Question

从字符串的开头和结尾剪切所有非字母数字字符的最佳方法是什么？我试图添加我不需要手动的字符，但它不能很好地使用。我只需要修剪任何不是字母数字的东西。

我尝试使用此功能：

   string something = "()&*1@^#47*^#21%Littering aaaannnndóú(*&^1#*32%#**)7(#9&^";
   string somethingNew = Regex.Replace(something, @"[^\p{L}-\s]+", "");

但是它会从字符串中删除所有非字母数字字符。我基本上想要的是这样的：

"test1" -> test1
#!@!2test# -> 2test
(test3) -> test3
@@test4---- -> test4

我确实想支持unicode字符，但不支持符号..

编辑：示例的输出应为：

Littering aaaannnndóú

此致

Answer 1

@"[^\p{L}\s-]+(test\d*)|(test\d*)[^\p{L}\s-]+","$1“

Answer 2

您可以在String.Trim Method (Char[])库中使用字符串函数.NET来修剪给定字符串中不必要的字符。

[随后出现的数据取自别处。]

PR #6469, opened 2026-05-28
PAYG: PricingPolicyService + admin REST + 30s read cache

ConnorYoh:
## What this is

PR-I1 service half from `notes/PAYG_DESIGN.md`. Built on top of the data model from #6460 — answers "what pricing policy applies to this team right now?" with a fast cache and an admin write surface.

## Scope

| Piece | Where |
|---|---|
| `PricingPolicyService` — `getEffectivePolicy(teamId)` with 30s Caffeine cache + admin write paths | `app/saas/.../payg/policy/PricingPolicyService.java` |
| `PolicyChangedEvent` — published after admin writes for in-process cache invalidation | `app/saas/.../payg/policy/PolicyChangedEvent.java` |
| Admin REST — list / get / create / set-default / set team override / get effective | `app/saas/.../payg/policy/admin/PricingPolicyAdminController.java` + DTOs |
| `PricingPolicyRepository.clearDefaultFlag()` — atomic clear for set-default | repository update |
| `SaasJpaConfigScanTest` — drift guard against the JPA scan paths going stale (carried over from the #6460 review concern) | new test |
| V12 default-policy seed (`v1-initial`, 25 pages/unit, 5 MiB/unit, per-`JobSource` step limits) | `V12__seed_default_payg_policy.sql` |

## Lookup precedence

1. `PaygTeamExtensions.pricingPolicyId` set → return that policy
2. Else return the `pricing_policy` row with `is_default = TRUE`
3. Override row points at a deleted policy → log warn, fall back to default (safety net for racing deletes)
4. No default → `IllegalStateException` (V12 seed guarantees one exists)

## Cache behaviour

- 30s `expireAfterWrite` Caffeine, max 10k entries, keyed by `teamId`.
- **Single correctness model: the TTL.** Cross-instance propagation is at-most-30-seconds. The writer instance sees its own change immediately via the `PolicyChangedEvent` after-commit publish. Other instances pick it up on the next TTL expiry.
- Admin reads use `getEffectivePolicyUncached` so admins always see their own write straight back.

**Why no LISTEN/NOTIFY runner.** An earlier cut of this PR included a Postgres `LISTEN policy_changed` runner so cross-instance propagation was instant. Dropped — admin policy changes are events-per-week and the 30s TTL is already the correctness floor; the listener was ~250 lines of nontrivial code (raw JDBC outside HikariCP, daemon thread, reconnect loop, lock-protected connection lifecycle) for a use case that isn't on the hot path. Trade-off is documented in `notes/PAYG_DESIGN.md` §9 with three concrete triggers that would justify reintroducing it (aggressive cap enforcement, Redis landing for other reasons, real-time admin UI).

## Writes — transactional, fire `PolicyChangedEvent` after commit

- `create(draft)` — rejects pre-set `policy_id` or `is_default=true` (promotion must go through `setDefault` so the partial unique idx is freed first).
- `setDefault(id)` — atomically clears the existing default via `clearDefaultFlag()` then flips the new row. Idempotent: silent no-op if the row is already default.
- `setTeamOverride(teamId, policyId | null)` — validates the policy exists before save; `null` clears the override.

`publishOnCommit` uses `TransactionSynchronizationManager.afterCommit` so listeners never see pre-commit state. Outside a transaction (test paths) falls through to immediate publish.

## Admin REST surface — `/api/v1/admin/payg/...`

All endpoints `@PreAuthorize("hasRole('ADMIN')")`:

- `GET  /policies` — list all
- `GET  /policies/{id}` — read one
- `POST /policies` — create new (non-default)
- `POST /policies/{id}/set-default` — atomic promote
- `PUT  /teams/{teamId}/policy-override` — set or clear per-team override
- `GET  /teams/{teamId}/effective-policy` — cache-bypassing live read

Validation errors → 400, unknown rows → 404.

## Counterpart Supabase PR

[`Stirling-PDF-SaaS#298`](https://github.com/Stirling-Tools/Stirling-PDF-SaaS/pull/298) — seeds the same V1 default policy on the Supabase side via `20260528000002_payg_seed_default_policy.sql`.

## Tests

- 17 × `PricingPolicyServiceTest` — lookup precedence, cache hit/miss, invalidation on event, mutation paths publishing event, error cases.
- 14 × `PricingPolicyAdminControllerTest` — every endpoint's happy path + error mapping, DTO defensive-copy invariant.
- 2 × `SaasJpaConfigScanTest` — reflection-based guard that `payg.repository` is in `@EnableJpaRepositories` and `payg` is in `@EntityScan`. Without this, new sub-packages can silently fail to wire at runtime — same class of bug that the #6460 review caught.

Full `:saas:test` BUILD SUCCESSFUL.

## Design doc

`notes/PAYG_DESIGN.md` §7.4 PR-I1 — completes the service half (the schema half landed in #6460). §9 carries the 30s-TTL trade-off note.


ConnorYoh:
Self-audit before flagging ready for review — findings and resolutions:

**Fixed (just pushed to SaaS#298)**

- **Brittle plpgsql NOTIFY trigger function.** The first cut used a CASE-on-TG_TABLE_NAME with static `NEW.policy_id` / `NEW.team_id` field references. plpgsql can compile a trigger function against the first table's row type and then fail on subsequent tables with a different PK column (`record "new" has no field "policy_id"`) — even on unreachable CASE branches, because plpgsql validates field access at type-binding time. Rewritten to be table-agnostic: function takes `(scope_label, pk_column_name)` via `TG_ARGV` and reads the PK through `to_jsonb(NEW/OLD) ->> pk_col`. Payload format unchanged (`scope:id`).

**Deliberate scope choices (not blocking V1 — flagging so a reviewer can call them out if they disagree)**

- **No general-purpose `PUT /policies/{id}` update endpoint.** Versioned policies should be immutable once created; rate changes ship as a new version, not an in-place edit. The two legitimate mutations (default flag + per-team override) each have their own dedicated endpoint. If reviewers want a narrow `PATCH` for `effective_to` + `notes` only, easy follow-up.
- **`setTeamOverride` requires a pre-existing `payg_team_extensions` row.** Throws `IllegalStateException` → controller maps to 404. Lazy auto-create on first PAYG access lands when JobService is wired in (PR-I7). For V1 admin convenience this can return a clearer message; for full UX a small `PaygTeamExtensionsService.getOrCreate(Team)` follow-up.
- **No integration test against a real Postgres for the LISTEN runner.** Requires Testcontainers / a dev DB to verify trigger → notification → event flow end-to-end. The 30s cache TTL is the documented correctness floor; LISTEN/NOTIFY is the optimisation. Integration test is on the wishlist but not blocking — manual stage-test on the PR's test plan covers it.
- **`PolicyChangeListener` holds a raw JDBC connection outside HikariCP** by design (Hikari would evict an idle LISTEN connection). Loss of one DB connection is acceptable per the design doc; if it ever becomes contentious, the right fix is a tiny separate DataSource bean rather than tunnelling through Hikari.

**Verified working**

- 31 / 31 new tests pass (`PricingPolicyServiceTest` + `PricingPolicyAdminControllerTest`).
- Full `:saas:test` BUILD SUCCESSFUL.
- Coverage went up: LINE 10.87% → 12.40%, INSTRUCTION 11.89% → 13.85%, BRANCH still passes at 11.20%.
- PgJDBC moved to `compileOnly` on `:saas`; runtime artifact still ships via `:proprietary`. No existing test broke.
- V1 default policy seeded in both main-repo V11 and Supabase migration — idempotent in both (`WHERE NOT EXISTS ... is_default = TRUE`).

Ready for review.

Frooodle:
### Code review

No issues found. Checked for bugs and CLAUDE.md compliance.

Frooodle (dismissed):

Frooodle (approved):

reecebrowne (approved):

PR #7392, opened 2026-08-09
test(proprietary): Storybook coverage for admin settings, auth and billing

reecebrowne:
Coverage for the proprietary layer. **26 story files.**

Areas: admin config sections, auth screens and route guards, billing controls, the policy overlay, chat quick actions.

## Defects fixed

- **Thirteen unlabelled switches** across five admin sections. Every toggle renders its label as a sibling `<Text>` with no association, so assistive technology got a bare switch with no indication of what it controls. This is a whole-feature-area pattern, worth a convention if more settings sections get built.
- **The PRO badge** at 4.02:1 (white on grape-6), now darkened. It also navigated on click while being a bare span, so it gained a keyboard path.
- **An unnamed progress bar** in the policy overlay.

## Notes

The route guards render real slots rather than redirecting, so each covers its authenticated, refused and still-loading branches through an `AuthContext` slice.

Two components hide their content behind local state with no prop to open it (a licence-key `Collapse`, a checkout wizard). Their stories use Storybook `play` functions — **no existing story in this repo does**, so flag it if you would rather drop those stories than introduce the pattern.

Fixture licence keys are deliberate placeholders; UUID-shaped strings trip the secret scanner.

## Independence

Touches only `editor/src/proprietary`. No file overlaps the core, portal or desktop coverage PRs.

### DIFF
--- a/frontend/.storybook/main.ts
+++ b/frontend/.storybook/main.ts
@@ -1,3 +1,4 @@
+import { existsSync, statSync } from "node:fs";
 import { resolve } from "node:path";
 import type { StorybookConfig } from "@storybook/react-vite";
 import tsconfigPaths from "vite-tsconfig-paths";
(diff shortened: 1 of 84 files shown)


Frooodle:

PR #7415, opened 2026-08-10
Connect flow for self-hosted account linking, and the triggers that drive it

ConnorYoh:
Replaces the bare account-link login box with a guided Connect flow, and wires up the triggers that actually put it in front of someone.
## Top bar 
image

## The modal

Three steps on the portal's own `FlowModal` + `StepModalHeader`, the shells procurement and prepay already wear:

1. **What you unlock** — six benefits as a plain list.
image

2. **Sign in** — the existing `SupabaseLoginForm`, reseated.
image

3. **Connected** — confirms, then deep links into Users, Pipelines and Policies.
image

Re-auth stays a single step with no pitch and no success screen.

## The triggers

**`LinkGate` stops being dead code.** It was built as the drop-anywhere "link to unlock" wrapper and was imported by nothing. It is now a blocking empty state that replaces the feature it guards, wired into Pipelines, Policies, Users, Sources and Integrations.

**Scoped to creating and editing, never viewing.** Existing pipelines, policies, sources and connections keep listing and running, so upgrading an unlinked instance cannot take away something that already works. The clicks that would open a builder or a create modal ask for the connection first, which is the moment an admin has already declared intent.

## Capability signal

`accountLinkAvailable` on `/api/v1/config/app-config`. Gating needs two facts: whether the instance is linked (`LinkContext`) and whether it *could* be (this flag). The account-link endpoints 404 when the feature flag is off, which the client cannot distinguish from "not linked yet" — so gating on link state alone would lock all five views on every default install with no way out. `useConnectGate` holds that decision in one place and shares the app-config query key, so it costs no extra request.

Read from the environment rather than `AccountLinkProperties` because `:core` cannot depend on `:proprietary`.


frontend/editor/src/portal/components/account-link/connect/ConnectBenefitsSlide.tsx
```diff
@@ -0,0 +1,64 @@
...
+        "portal.accountLink.connect.benefits.teamsDetail",
+        "Free for up to 5 users",
+      ),
+    },
+    {
+      key: "credits",
+      label: t("portal.accountLink.connect.benefits.creditsLabel", "Credits"),
+      detail: t(
+        "portal.accountLink.connect.benefits.creditsDetail",
+        "500 free per month",
```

来自MSDN： String.Trim Method (Char[])

删除一组字符的所有前导和尾随匹配项在当前String对象的数组中指定。

在修剪不需要的字符之前，您需要首先确定字符是Letter还是Digit，如果字符是非字母数字，则可以使用String.Trim Method (Char[])函数将其删除。

你需要使用Char.IsLetterOrDigit（）函数来识别字符是否为字母数字。

来自MSDN： Char.IsLetterOrDigit()

指示Unicode字符是分类为字母还是十进制数字。

试试这个：

string str = "()&*1@^#47*^#21%Littering aaaannnndóú(*&^1#*32%#**)7(#9&^";
foreach (char ch in str)
{
    if (!char.IsLetterOrDigit(ch))
        str = str.Trim(ch);
}

<强>输出：

1@^#47*^#21%Littering aaaannnndóú(*&^1#*32%#**)7(#9

Answer 3

如果您需要删除任何不是字母数字的字符，可以使用IsLetterOrDigit与Where配对来浏览每个字符。由于我们的工作时间char，我们最后需要一点Concat才能将所有内容重新带回string。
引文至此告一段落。